# [EXERCISE DESCRIPTION]
Within the entries that follow, report how many lines contain the word "logic", giving the number by itself.

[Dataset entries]
-=-=-=-=-

PR #6464, opened 2022-03-30
Added a unique for attacking when embarked

xlenstra:
As requested in #3242

### DIFF
--- a/core/src/com/unciv/logic/battle/Battle.kt
+++ b/core/src/com/unciv/logic/battle/Battle.kt
@@ -77,7 +77,7 @@ object Battle {
         // Withdraw from melee ability
         if (attacker is MapUnitCombatant && attacker.isMelee() && defender is MapUnitCombatant) {
             val withdraw = defender.unit.getMatchingUniques(UniqueType.MayWithdraw)
-                .sumOf{ it.params[0].toInt() }  // If a mod allows multiple withdraw properties, ensure the best is used
+                .maxOfOrNull { it.params[0].toInt() } ?: 0 // If a mod allows multiple withdraw properties, ensure the best is used
             if (withdraw != 0 && doWithdrawFromMeleeAbility(attacker, defender, withdraw)) return
         }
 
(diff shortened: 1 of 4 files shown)


core/src/com/unciv/models/ruleset/unique/UniqueType.kt
```diff
@@ -448,6 +448,7 @@ enum class UniqueType(val text: String, vararg targets: UniqueTarget, val flags:
     @Deprecated("as of 3.19.8", ReplaceWith("Eliminates combat penalty for attacking across a coast"))
     AttackFromSea("Eliminates combat penalty for attacking from the sea", UniqueTarget.Unit),
     AttackAcrossCoast("Eliminates combat penalty for attacking across a coast", UniqueTarget.Unit),
+    AttackOnSea("Can attack normally when embarked", UniqueTarget.Unit),
```
yairm210, line 451: Maybe without the "normally", just "May attack when embarked"

core/src/com/unciv/logic/battle/Battle.kt
```diff
@@ -77,7 +77,7 @@ object Battle {
         // Withdraw from melee ability
         if (attacker is MapUnitCombatant && attacker.isMelee() && defender is MapUnitCombatant) {
             val withdraw = defender.unit.getMatchingUniques(UniqueType.MayWithdraw)
-                .sumOf{ it.params[0].toInt() }  // If a mod allows multiple withdraw properties, ensure the best is used
```
SomeTroglodyte, line 80: That was done on purpose, [see here](https://github.com/yairm210/Unciv/commit/644c61a85196842fae5d805e280189cd68968a3b) - only the comment was left from the old maxOfOrNull, no longer matching reality

xlenstra: In that case it's still a bit weird; if a caravel has an 80% chance to withdraw and it is from a nation with a 40% chance to withdraw, should it have a 120% chance to withdraw? To me this didn't make sense, so I reverted it. But I suppose that in that case you could say it should have a `1-(1-80%)*(1-40%)` chance to withdraw. I'll chance the code accordingly

yairm210 (approved):

PR #6466, opened 2022-03-30
Remove re-orientation for OptionsPopup

### LINKED ISSUE #6456: Options menu crashes Android S if...
**Platform**
Android S AVD, "G00gle APIs" x86_64 revision 9 system image, wipe data before test (but don't forget to re-remove the horrible Assistant from the power button if you do that)

**Version**
current master

**To Reproduce**
Set resolution to x700 or less, turn on enable portrait, turn AVD to portrait, re-open Options.
Orientation changes to landscape and the options popup is re-rendered, then the game crashes. Logs show our crashhandlers are trying but failing, the process gets killed by the OS anyway. Last exception seen: RulesetCache.getVanillaRuleset() on an empty RulesetCache -> null pointer.

Tested on L, O, Q and R: All do that re-orientation thingy just fine.

Possible approaches:
- Hand the API level out of the activity context and tell BaseScreen to skip the re-orientation when it's 31 (S) or higher
- Remove re-orientation altogether (but not the portrait feature). Some option tabs are a bit ugly at minimum resolution and portrait, but bearable (and could be mitigated by fiddling, that Advanced tab has gotten an aesthetical nightmare anyway)

<br/>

-=-=-=-=-

# [FINAL ANSWER]
3